The answer is every line of the records that holds the word "LiudmylaKulinchenko", copied in full.

Information provided section start

PR #715, opened 2024-07-26
Solution

DSahalatyi:


app/main.py
```diff
@@ -1 +1,28 @@
-# write your code here
+import os
+
+
+def move_file(command: str) -> None:
+    command, file_name, move_to = command.split()
+    directories = []
+
+    if "/" in move_to:
+        move_to = move_to.split("/")
```
oliasymak24, line 9: Is ur code cross-platform ?) For example, will it work on win with \ ? Use os.path.split() instead

app/main.py
```diff
@@ -1 +1,28 @@
...
+        directories = move_to[:-1]
+        move_to = move_to[-1]
+
+    path = ""
+    for item in directories:
+        path += item
+        if not os.path.exists(path):
+            os.mkdir(path)
```
oliasymak24, line 17: You can use makedirs method instead

oliasymak24 (changes requested):

oliasymak24 (approved):

PR #720, opened 2024-08-03
implement move_file

Morphin20th:


app/main.py
```diff
@@ -1 +1,17 @@
...
+
+
+def move_file(command: str) -> None:
+    split_command = command.split()
+
+    if split_command[0] != "mv":
+        return
+
+    source = split_command[1]
+    destination = split_command[2]
```
vsmutok, line 11: first check if the command length is three

app/main.py
```diff
@@ -1 +1,17 @@
-# write your code here
+import os
+
+
+def move_file(command: str) -> None:
+    split_command = command.split()
+
+    if split_command[0] != "mv":
+        return
```
vsmutok, line 8: it is better to print some informative message before that, so that the user understands what went wrong

vsmutok (changes requested):

PR #721, opened 2024-08-04
Solution

bknyrik:


app/main.py
```diff
@@ -1 +1,28 @@
...
+            os.makedirs(destination_dir_path)
+
+        with (
+            open(source_path) as source_file,
+            open(destination_path, "w") as destination_file
+        ):
+            for line in source_file:
+                destination_file.write(line)
+
+        os.remove(source_path)
```
vsmutok, line 28: 1. `command.split()` - do it only once
2. `endswith(".txt")` why do you need this check? this code should work with files of different extensions
3. try not to use a loop in this task

EdAlekseiev (approved):

PR #724, opened 2024-08-06
Solution Politov

Alexandr-Politov:


app/main.py
```diff
@@ -1 +1,8 @@
-# write your code here
+import os
+
+
+def move_file(command: str) -> None:
```
Oleksl888, line 4: Nicely done :)
Can you do this exercise not using os.renames?
In this task we expect:
1. Check if command is correct (by the way not done in your implementation)
2. Check if destination is a file or dir and build correct path using methods `os.path.split, os.path.join, os.makedirs.`
3. Move file using `with open` and then removing the source file.
4. Your script must give the same result when commands are like so: `mv file.txt first_dir/second_dir/file.txt` and `mv file.txt first_dir/second_dir/`

Oleksl888 (changes requested):

oliasymak24 (approved):

PR #726, opened 2024-08-10
Solution

Bogdan-Rylov:


app/main.py
```diff
@@ -1 +1,33 @@
...
+
+def move_file(command: str) -> None:
+    try:
+        command, source_path, destination_path = command.split()
+    except ValueError:
+        print("Wrong command format")
+    else:
+        if command == "mv" and source_path != destination_path:
+            if not os.path.isfile(source_path):
+                raise ValueError(f"File '{source_path}' doesn't exist")
```
Oleksl888, line 13: You can simplify your code but not checking source path here but instead wrap the block of code where you read/write the file in try except - this will allow to process all file-related error including wrong path

app/main.py
```diff
@@ -1 +1,33 @@
...
+            source_path = os.path.join(*re.split(r"[\\/]", source_path))
```
Oleksl888, line 14: os.path.split() is prefereable method to correctly split file path on all systems

app/main.py
```diff
@@ -1 +1,33 @@
...
+            destination_path = os.path.join(
+                *re.split(r"[\\/]", destination_path)
+            )
+            if (
+                    source_path.endswith(os.sep)
+                    or destination_path.endswith(os.sep)
```
Oleksl888, line 20: this block of code is unnecessary if you use try-except when you work with file.
also  `move_file("mv file1.txt first_dir/second_dir/third_dir/")`  is a valid command. Your program should move file when destination is a directory as well

app/main.py
```diff
@@ -1 +1,33 @@
...
+            ):
+                return
+
+            if os.sep in destination_path:
```
Oleksl888, line 24: using `os.path.isdir(destination_path)` would be a preferable way to check if path is a dir or not

Oleksl888 (changes requested):

oliasymak24 (approved):

PR #731, opened 2024-08-16
Solution

juliazelena:


LLkaia (approved):
Gj!
But in general, try to write simpler code. At least, instead of using `if` nested in `else`, you can use `elif`.

PR #732, opened 2024-08-17
My solution

lavryniuk-dev:


app/main.py
```diff
@@ -1 +1,15 @@
-# write your code here
+from os import path, makedirs
+from shutil import move
+
+
+def move_file(command: str) -> None:
+    _, source, destination = command.split()
+
+    if (not (command.startswith("mv "))
```
LiudmylaKulinchenko, line 8: Why don't you get this in the line 6, where you split str if you want to check it here?

LiudmylaKulinchenko (approved):
Looks good 🙂

app/main.py
lavryniuk-dev: I thought that it would work faster

PR #841, opened 2024-12-15
Solution

IvankaKuzin:


app/main.py
```diff
@@ -1 +1,18 @@
-# write your code here
+import os
+
+
+def move_file(command: str) -> None:
+    command_list = command.split(" ")
+    index_new_directories = command_list[2].rfind("/")
```
4ikkamony, line 6: Got a problem here - you're getting last index, where "/" is found. But when there's no "/" it returns -1.
For example, 'mv file.txt file2.txt', there's no /, so index is -1

app/main.py
```diff
@@ -1 +1,18 @@
...
+    new_directories = command_list[2][:index_new_directories]
```
4ikkamony, line 7: Then, when you use this index in the slice, the last symbol gets cut off, 
with command 'mv file.txt file2.txt',
new_directories == a2.tx.

app/main.py
```diff
@@ -1 +1,18 @@
...
+    if command_list[0] == "mv":
+        os.makedirs(new_directories, exist_ok=True)
```
4ikkamony, line 9: thus, a directory "file2.tx" is created here. You may have noticed it is left behind after running pytest

4ikkamony (changes requested):
Nice work, you just need to check if the command you receive is valid and make sure the path is formatted properly, before creating directories

4ikkamony (approved):
Nice

PR #848, opened 2024-12-19
Solution

taraskhom:


app/main.py
```diff
@@ -1 +1,25 @@
...
+
+def move_file(command: str) -> None:
+
+    parts = command.split()
+    if len(parts) != 3 or parts[0] != "mv":
+        raise ValueError
+
+    source_file = parts[1]
+    destination = parts[2]
+
```
L1nk3rrr, line 13: when you split, already use an unpacking
`var1, var2, var3 = string.split()`

app/main.py
```diff
@@ -1 +1,25 @@
...
+    if destination.endswith("/"):
+        os.makedirs(destination, exist_ok=True)
+        destination = os.path.join(destination, os.path.basename(source_file))
+    else:
+        dest_dir = os.path.dirname(destination)
+        if dest_dir:
+            os.makedirs(dest_dir, exist_ok=True)
+
+    shutil.move(source_file, destination)
```
L1nk3rrr, line 25: can you do this action without shutil module. Try to do it with some basics, open files and os to remove file if needed

L1nk3rrr (changes requested):
Great job! Some points to do you need for finish this work

L1nk3rrr (approved):
Well done!

PR #869, opened 2025-01-06
Solution

whatmode:


whatmode (commented):
AI mentor didn't understand that this logic is correct according to option type

PR #888, opened 2025-02-03
Complete function move file.

kram3ko:


app/main.py
```diff
@@ -1 +1,32 @@
...
+        return
+
+    cmd, src, dest = data
+    src_file = Path(src)
+    dest_file = Path(dest)
+    dest_file.parent.mkdir(parents=True, exist_ok=True)
+
+    try:
+        if cmd != "mv":
+            raise ValueError(f"command: -->> {cmd} <<-- Allowed only: mv")
```
yarzhuravlov, line 17: Good job!

But a small question. Why cmd validation is performed after the destination folder is created?

kram3ko: Cause like, if could me more comands ;))  there like prepeared code ;) instead of data[0] != "mv

yarzhuravlov: But if the command is incorrect, there is no need to create folders because we don't know what exactly the user wants to do. Why not validate cmd before creating folders for destination?

app/main.py
```diff
@@ -1 +1,19 @@
-# write your code here
+from pathlib import Path
+
+
+def move_file(command_file1_file2: str) -> None:
+    data = command_file1_file2.split()
+    if len(data) != 3 and data[0] != "cmd":
```
Baranotik15, line 6: I wonder if it would be correct to use qr to check both conditions
if len(data) != 3 or data[0] != "cmd":
now the conditions are not met if 1 of the errors is present and the 2nd one is not

Baranotik15 (commented):
Good job!

Baranotik15 (changes requested):
correct your mistake and good job

Baranotik15 (approved):

PR #890, opened 2025-02-04
solution

Bleit1:


tests/test_main.py
```diff
@@ -1,8 +1,6 @@
 import os
 import shutil
-
 import pytest
-
```
L1nk3rrr, line 5: why did you remove empty lines here?

app/main.py
```diff
@@ -1 +1,53 @@
-# write your code here
+import os
+
+
+def move_file(command: str) -> [None, str]:
+    command_split = command.split(" ")
+    action = command_split[0]
+    source_file_option = command_split[1]
+    target_file_option = command_split[2]
```
L1nk3rrr, line 8: you can do it in one liner

app/main.py
```diff
@@ -1 +1,53 @@
...
+    target_type = None
+    target_folders_path = None
+
+    if action != "mv":
+        print(f"Wrong action is used{action}. mv action is expected")
```
L1nk3rrr, line 13: so if action not mv you will continue your code? Maybe we need to interrupt it?

app/main.py
```diff
@@ -1 +1,53 @@
...
+
+    if "/" in target_file_option:
+        target_folders_path = target_file_option.rsplit("/", 1)[0]
+        target_type = "folder"
+
+    if "/" not in target_file_option:
+        target_folders_path = target_file_option
+        target_type = "file"
```
L1nk3rrr, line 21: you can use 
`os.path.isdir(path)` or `os.path.isfile(path)` to know what it is

L1nk3rrr (changes requested):
Minor points for improvement, also don't forget about empty lines at end of the file and check git actions, if it passed all tests and flake, before send to review

PR #908, opened 2025-02-20
Solution

Nikita-pyth:


app/main.py
oliasymak24, line 1: Try to split your function into more functions

app/main.py
```diff
@@ -1 +1,25 @@
...
+import os
+
+
+def move_file(command: str) -> None:
+    command, from_f, to_f = command.split(" ")
+    directories = to_f.split("/")
+
+    if to_f[-1] == "/":
+        directories = directories[:-1]
+        file_name_moved = from_f.split("/")[-1]
```
oliasymak24, line 10: Is ur code cross-platform ?) For example, will it work on win with \ ? Use os.path.split() instead

app/main.py
```diff
@@ -1 +1,25 @@
-# write your code here
+import os
+
+
+def move_file(command: str) -> None:
+    command, from_f, to_f = command.split(" ")
```
oliasymak24, line 5: no need to use space inside split method, it uses space by default

app/main.py
```diff
@@ -1 +1,25 @@
...
+        directories = directories[:-1]
+        file_name_moved = from_f.split("/")[-1]
+    else:
+        directories, file_name_moved = directories[:-1], directories[-1]
+
+    current_dir = ""
+    for directory in directories:
+        current_dir = os.path.join(current_dir, directory)
+        if not os.path.exists(current_dir):
+            os.mkdir(current_dir)
```
oliasymak24, line 18: u can use makedirs argument "exist_ok" here

app/main.py
```diff
@@ -1 +1,25 @@
...
+
+    new_file_path = os.path.join(current_dir, file_name_moved)
+    with open(from_f, "r") as src_file:
+        with open(new_file_path, "w") as dst_file:
```
oliasymak24, line 22: No need to use “with” twice here, u can make this using only once

app/main.py
oliasymak24, line 18: Try to use makedirs method

oliasymak24 (changes requested):

app/main.py
Nikita-pyth: The length of updated code is way shorter than it was before. Is there still a need of pliting it into smaller functions? Thx

app/main.py
```diff
@@ -1 +1,20 @@
...
+
+def move_file(command: str) -> None:
+    parts = command.split()
+    if len(parts) != 3:
+        raise ValueError("Command must be in the format: 'move from_f to_f'")
+
+    _, from_f, to_f = parts
+    current_dir = os.path.dirname(to_f)
+
+    if current_dir and not os.path.exists(current_dir):
```
oliasymak24, line 12: If you add `"exist_ok"` then you don't need this `if`.

oliasymak24 (changes requested):

oliasymak24 (approved):

PR #949, opened 2025-03-31
Solution

olek007:


olek007:
@mateacademy-ai-mentor 
The code does check if the input string contains exactly three elements separated by spaces. If not it will raise error which will be handle in except block.
Changed to using os.path.split from .split

PR #1018, opened 2025-07-03
Implement file move functionality with directory creation

viannik:


DanilHamster (approved):

viannik:
@mateacademy-ai-mentor `if dest_dir: is already checking if the path exists, it will not perform folder creation then. And if you pass “.” to os.makedirs, the error will not occur. In Python, os.makedirs(“.”, exist_ok=True) simply checks the existence of the current directory and does not create anything, since it already exists.

PR #1020, opened 2025-07-07
solution for py-move-file

Hetmarum:


viannik (approved):
The current code does not check if new_path ends with a slash / and does not handle this case.
The code does not use os.path.join when constructing the destination path if the destination ends with a slash.

PR #1220, opened 2026-02-11
Create move_file func

danylobohomazov:


app/main.py
```diff
@@ -1 +1,25 @@
...
+    for index in range(len(dirs)):
+        try:
+            os.mkdir("/".join(dirs[:index + 1]))
+        except Exception:
+            continue
+    try:
+        with (open(file_name1, "r") as source_file,
+              open(file_name2, "w") as dest_file):
+            for line in source_file:
+                dest_file.write(line)
```
vsmutok, line 22: Try not to use a loop here.

app/main.py
```diff
@@ -1 +1,25 @@
...
+    if len(parts) != 3:
+        return
+    command_str, file_name1, file_name2 = parts
+    if file_name1 == file_name2 or command_str != "mv":
+        return
+    dirs = file_name2.split("/")
+    dirs.pop(-1)
+    for index in range(len(dirs)):
+        try:
+            os.mkdir("/".join(dirs[:index + 1]))
```
vsmutok, line 15: It’s better to use `makedirs` in this case.

app/main.py
```diff
@@ -1 +1,25 @@
...
+    parts = command.split()
+    if len(parts) != 3:
+        return
+    command_str, file_name1, file_name2 = parts
+    if file_name1 == file_name2 or command_str != "mv":
+        return
+    dirs = file_name2.split("/")
+    dirs.pop(-1)
+    for index in range(len(dirs)):
+        try:
```
vsmutok, line 14: use `os.path.join(...) `

vsmutok (changes requested):

PR #1250, opened 2026-03-17
Solution

namaskar108:


app/main.py
```diff
@@ -1 +1,22 @@
-# write your code here
+import os
+
+
+def move_file(command: str) -> None:
+    files = command.split()
+    if len(files) != 3:
+        return
+
+    mv, file_1, file_2 = files
```
viktoria-rybenchuk, line 9: write descrptive variable names, like source_file and destination

app/main.py
```diff
@@ -1 +1,22 @@
...
+
+    if mv != "mv":
+        return
+
```
viktoria-rybenchuk, line 13: `file_name, directory = os.path.split(destination_path)` - it will be good to divide it like this, and then check if directory and then  use makedirs

viktoria-rybenchuk (changes requested):

PR #1265, opened 2026-03-31
Implemented solution for py-move-file

Neyrony:


Neyrony:
I can't use os.path.join() because of compatibility. I work on Windows and test was written for Linux so this comand make my code for Windows and my program cann't pass the test. The other thing i've fixed

PR #1013, opened 2020-03-05
Entities can no longer collide with Entities that are inside their container.

### LINKED ISSUE #719: Container Items/Lockers are gunked
- If an item is placed in a locker the locker can no longer be pushed
- Sometimes when opening/closing a lock you can no longer pickup any items inside the locker
- Toolboxes can get in a weird state that cannot be picked up, instead they just open their inventory on click

PrPleGoo:
Fixes https://github.com/space-wizards/space-station-14/issues/719


PJB3005:
Wouldn't it make more sense to disable collision for things that are inside containers? That way if something with a large bounding box ends up in a locker it won't block *other* things.

PrPleGoo:
things bigger than a locker can't go inside one

PJB3005:
I feel like that's a nice thing in theory but won't work out in practice.

Exhibit A:

image

PrPleGoo:
Lockers not being able to eat objects bigger than themselves was broken (or fixed, depending on your definition) in:
https://github.com/space-wizards/space-station-14/commit/5aafe89d95c338ab1322e752f8bd9fa4021f6432#diff-602e515cf4fc47550c5fee59591617fb

I'd argue that things inside a locker bumping into things outside of it are out of scope for this PR which is aimed at fixing space-wizards/space-station-14#719

PrPleGoo:
>That way if something with a large bounding box ends up in a locker it won't block other things.

If the larger bounding box is disabled and the locker is placed snugly against a wall then opening the locker could lead to clipping the larger bounding box into the wall.
This is partially why lockers were implemented to not allow bigger entities inside them.

This PR fixes space-wizards/space-station-14#719
If you want to discuss whether or not bigger things should be inside a locker and how to handle their bounding box, I suggest making an issue labeled "Discussion" so it can be discussed and a decision can be made.

PrPleGoo:
Made an issue for the bigger things: https://github.com/space-wizards/RobustToolbox/issues/1022
When that is solved we can disable collision for things inside containers.
Until then the clipping issues would just be too common for the game to be playable.

PrPleGoo:
is this in purgatory?

PJB3005:
I guess I wasn't clear about this but since this doesn't fix "can move locker up to wall to get somebody stuck in wall", the approach of "disable colliders inside containers outright" would still be way better.

PrPleGoo:
>"disable colliders inside containers outright"

That would actually directly enable "can move locker up to wall to get somebody stuck in wall".

PJB3005:
No, because as we established on Discord you can do that even with this fix.

PrPleGoo:
That's because the thing inside the locker was not colliding with the wall.

PJB3005:
Well yeah but that doesn't mean I want to merge this fix. It makes the collision system assymetric (bad), it worsens collision performance, etc... All while a better content-side fix is possible.

PrPleGoo:
Don't you have a reject button for that?

PJB3005:
I guess? I kinda hate pressing it though.

PR #1014, opened 2020-03-05
Added unit tests for some collision code and a small rename

PrPleGoo:
Fixes nothing, just adds a unit test with the entire table of collision comparisons for a single bit


PJB3005:
I'm not sure this is a good way to fix this at all, unless @Acruid can confirm it's fine.

Collision being asymmetric between two bodies *feels* like a massive can of worms. Would another solution be to make items on the ground not collide? So only items actively being thrown would have collision.

PrPleGoo:
>I'm not sure this is a good way to fix this at all, unless @Acruid can confirm it's fine.

Reading the comments on CollisionLayer and -Mask in CollidableComponent this is how it should be implemented. I actually spent some time trying to fix the issue by changing the mask/layer for lockers and items only to find out that the comments lied to me. 
The change is a little controversial and I recognized that so I ran around colliding myself and a locker with different things without noticing any issues. Further testing may be required but all use-cases i knew of (shooting, doors, lasers, lockers, throwing) seem to still be working perfectly.

>Would another solution be to make items on the ground not collide? So only items actively being thrown would have collision.

Yes, but what about lamps?

PJB3005:
I'm not sure lamps should have collision at all that isn't for the purposes of attacks/clicks.

Acruid:
https://www.iforce2d.net/b2dtut/collision-filtering
Please read that. `IPhysBody` is our name for fixtures, the link explains and give examples of how the category and mask bits are supposed to work. We don't have group indexes, do we need them? The link's `ShouldCollide` predicate function is the `ICollideSpecial` interface in our code.

https://docs.godotengine.org/en/3.1/tutorials/physics/physics_introduction.html
Here Godot talks about how they implemented collision groups (they call them Layers) and masks. The `CollisionGroups` enum in our code is what is giving names/meaning to each bit.

The first link explains that the test needs to be symmetrical, your change is not correct, and this PR as-is will not be accepted.

Wall lights should only collide with bullets/thrown objects and be clickable, like most wall mounted entities. Lockers should collide with walls, low blockers like tables, and machines, and not collide with items. You have 32 different categories to put any entity in the game into, they can go in multiple categories, and they can collide with multiple categories.

PrPleGoo:
Changed the purpose of this PR, please rereview it.

PJB3005 (approved):

PR #1017, opened 2020-03-14
Fix issue651 and370

### LINKED ISSUE #651: Implement y-sorting
Right now, there doesn't seem to be any kind of sorting for mobs and other entities. This can make things look weird at times:
sort
Ideally, draw order for some (but not all, maybe?) entities should be relative to their Y position on the screen, making the ones that are further up drawn first, and the ones below drawn later.

PrPleGoo:
Fixes https://github.com/space-wizards/space-station-14/issues/651 by adding a Y comparison to the SpriteDrawingOrderComparer.

Switches Mobs and Items values in DrawDepth enum to solve https://github.com/space-wizards/space-station-14/issues/370
Fix to this relies on other PR (https://github.com/space-wizards/space-station-14/pull/788) that sets DrawDepth to Mobs in human entity.

### DIFF
--- a/Robust.Client/Graphics/Clyde/Clyde.Rendering.cs
+++ b/Robust.Client/Graphics/Clyde/Clyde.Rendering.cs
@@ -838,6 +838,13 @@ namespace Robust.Client.Graphics.Clyde
                     return cmp;
                 }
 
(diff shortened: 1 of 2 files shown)


PJB3005:
I'd love for both of these issues to be fixable in a more flexible way in content but this is a decent bandaid for now.

PrPleGoo:
Well, 370 is fixed in content it just relies on the enum values being correct here.

PR #1028, opened 2020-04-19
Split HandleMessage into local and networked variants, add ICommonSession parameter to the latter

### LINKED ISSUE #704: Replace INetChannel with IPlayerSession instances in common events.
Net channels are pretty useless for common events like component messages. If you care where the message is from at all you'll always be resolving a player session.

Pretty annoying boilerplate and a leaky abstraction.

snowsignal:
Fixes #704. 
 
### What this PR does
Split the HandleMessage function for `IComponent` into two distinct functions, one for processing a local component message and one for processing a component message sent by a remote peer. It also adds a `Session` field to `NetworkComponentMessage`, which is null by default but can be specified by the `ServerEntityNetworkManager` as the session for the client who sent the component message.

The components which define a custom `HandleMessage` routine have also been updated. I still need to create a separate PR for the content repo that updates the components in there.

### DIFF
--- a/Robust.Client/GameObjects/Components/Light/PointLightComponent.cs
+++ b/Robust.Client/GameObjects/Components/Light/PointLightComponent.cs
@@ -7,6 +7,7 @@ using Robust.Shared.Interfaces.GameObjects;
 using Robust.Shared.Interfaces.Network;
 using Robust.Shared.IoC;
 using Robust.Shared.Maths;
+using Robust.Shared.Players;
 using Robust.Shared.Serialization;
 using Robust.Shared.ViewVariables;
 
@@ -117,10 +118,20 @@ namespace Robust.Client.GameObjects
         }
 
         /// <inheritdoc />
-        public override void HandleMessage(ComponentMessage message, INetChannel netChannel = null,
-            IComponent component = null)
+        public override void HandleMessage(ComponentMessage message, IComponent component)
         {
-            base.HandleMessage(message, netChannel, component);
+            base.HandleMessage(message, component);
+
+            if ((message is ParentChangedMessage msg))
+            {
+                HandleTransformParentChanged(msg);
+            }
+        }
+
+        /// <inheritdoc />
+        public override void HandleNetworkMessage(ComponentMessage message, INetChannel netChannel, ICommonSession session = null)
+        {
+            base.HandleNetworkMessage(message, netChannel, session);
 
             if ((message is ParentChangedMessage msg))
             {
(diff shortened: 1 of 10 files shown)


snowsignal:
Note: I don't think the components that are exclusive to the server-side or client-side need to implement `HandleNetworkMessage`, but I did just in case.

Robust.Client/GameObjects/Components/Light/PointLightComponent.cs
```diff
@@ -117,10 +118,20 @@ public float Radius
...
+            base.HandleMessage(message, component);
+
+            if ((message is ParentChangedMessage msg))
+            {
+                HandleTransformParentChanged(msg);
+            }
+        }
+
+        /// <inheritdoc />
+        public override void HandleNetworkMessage(ComponentMessage message, INetChannel netChannel, ICommonSession session = null)
```
PJB3005: Yeah this is an example of a message that only ever gets sent over local, so this doesn't need to override handle network message.

Robust.Client/GameObjects/Components/UserInterface/ClientUserInterfaceComponent.cs
```diff
@@ -44,10 +45,45 @@ public override void ExposeData(ObjectSerializer serializer)
             _interfaceData = interfaceData;
         }
 
-        public override void HandleMessage(ComponentMessage message, INetChannel netChannel = null,
-            IComponent component = null)
+        public override void HandleMessage(ComponentMessage message, IComponent component)
```
PJB3005: And this is an example of a message that only ever sent over the network, so the local variant isn't necessary.

Robust.Server/GameObjects/Components/Physics/PhysicsComponent.cs
```diff
@@ -108,9 +109,30 @@ public override ComponentState GetComponentState()
...
+                    if (!msg.Entity.TryGetComponent(out PhysicsComponent physicsComponent))
+                    {
+                        return;
+                    }
+                    physicsComponent.AddVelocityConsumer(this);
+                    break;
+            }
+        }
+
+        public override void HandleNetworkMessage(ComponentMessage message, INetChannel netChannel, ICommonSession session = null)
```
PJB3005: This one's only local so the network one can be removed.

Robust.Server/GameObjects/ServerEntityNetworkManager.cs
```diff
@@ -139,7 +139,9 @@ private void DispatchEntityNetworkMessage(MsgEntity message)
             switch (message.Type)
             {
                 case EntityMessageType.ComponentMessage:
-                    ReceivedComponentMessage?.Invoke(this, new NetworkComponentMessage(message));
+                    // Get player session
+                    var session = _playerManager.GetSessionByChannel(message.MsgChannel);
+                    ReceivedComponentMessage?.Invoke(this, new NetworkComponentMessage(message, session));
```
PJB3005: You already have the player session a few lines up, use that.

Information provided section end

> Reply to the exercise
LiudmylaKulinchenko, line 8: Why don't you get this in the line 6, where you split str if you want to check it here?
LiudmylaKulinchenko (approved):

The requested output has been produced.